И я бегом бросилась к машине, чтобы никто не увидел моих слез.
Всю следующую неделю я слышала речи. Я ошеломленно обнаружила, что и Конфедерация рабочих, и Союз мексиканских рабочих, и губернатор, и Родольфо, и Кордера, и Андрес хором повторяют одно и то же. Все они, как один, заявили, что Карлос был великим человеком, что мы должны отомстить за его смерть, что убийцы получат по заслугам, а мы должны избавить страну от предателей и смутьянов. Друзья Карлоса опубликовали в газете письмо, где требовали правосудия, превозносили достоинства покойного Вивеса и горько сетовали об утрате, которую понесло искусство.
В газетах также упоминались имена людей, с которыми мой муж часто говорил по телефону, называя их Эфраимом и Ренато. Я этих людей не знала. Андрес говорил, что лучше мне в это дело не лезть, мол, никто не должен заподозрить, что им больше не доверяют, в том числе, и сами Эфраим и Ренато, ведь они были его близкими друзьями и натворили столько всяких безумств, что непременно догадаются, когда подобное вытворяет кто-то другой. Я вырезала из газет все публикации и складывала в серебряную шкатулку, спрятанную в дальнем углу гардероба, где кроме газетных вырезок хранила записки Карлоса, фотографию, которую мы сделали на Аламеде, и все публикации, где упоминалось его имя — с самого первого концерта, даже плохие отзывы критиков. Была там и фотография Карлоса, когда он дирижировал оркестром — с упавшей на лоб челкой и воздетыми кверху руками. Я решила, что когда-нибудь вставлю ее в рамку.

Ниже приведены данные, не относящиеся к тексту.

PR #397, opened 2023-12-18
chore: version bump to 7.0.1

bhearsum:


CHANGELOG.md
```diff
@@ -1,5 +1,11 @@
 # Change Log
 
+## [7.0.1] - 2023-12-18
+
+### Added
+
+- Ensure pull requests properly use cached tasks
```
ahal, line 7: Typically I go through the commit log and add everything that's changed. Happy to do that later too though.

ahal (approved):

CHANGELOG.md
ahal: And not that it really matters, but I typically map the commit prefixes like:

fix: -> goes under Fixed
feat: -> goes under Added

Would love for this to be auto-generated though

bhearsum: Ah, sorry! I missed the other items in the log. I'll fix this up.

Тирсо закрыл дом номер девяносто, губернатор вызвал Пельико и выразил ему свое удивление и возмущение, а сам Пельико прибежал к нам в поисках Андреса. Я как раз стояла на галерее второго этажа, облокотившись на перила, когда увидела, как он вошел в кабинет мужа.
Через несколько дней газеты подняли страшный шум, Бенитес заявил, что будет бороться с коррупцией, Андрес высказал уверенность в том, что свершится правосудие, а Пельико арестовали.
Спустя несколько месяцев из тюрьмы Сан-Хуан-де-Дьос бежали семь человек. Среди них был и Пельико. Вскоре он прислал нам рождественскую открытку из Лос-Анджелеса.
Я осталась в Пуэбле. Мне было страшно возвращаться в Мехико. В доме на холме меня защищали стены и дорогие сердцу воспоминания. Мне не хотелось новых проблем и сюрпризов. Я бы предпочла состариться, наблюдая за протекающей мимо жизнью, сидя в саду или у камина в маленьком домике с видом на кладбище в Тонансинтле, который я купила, чтобы иметь убежище на тот случай, когда хотелось спрятаться от всего света, выть и рыдать в одиночестве. Крошечный кирпичный домик, где помещались лишь кресло-качалка и стол, на котором стояли шкатулки с фотографиями и газетными вырезками. Солнце в него не заглядывало, поскольку во дворе росло огромное дерево, сплошь оплетенное бугенвиллеей, ее плети перекинулись на крышу дома, заплели ее всю и свешивались с краев на окна. Там я рыдала в голос, после чего засыпала прямо на полу, а затем, проснувшись с опухшими от слез глазами, возвращалась в Пуэблу — до нового приступа тоски.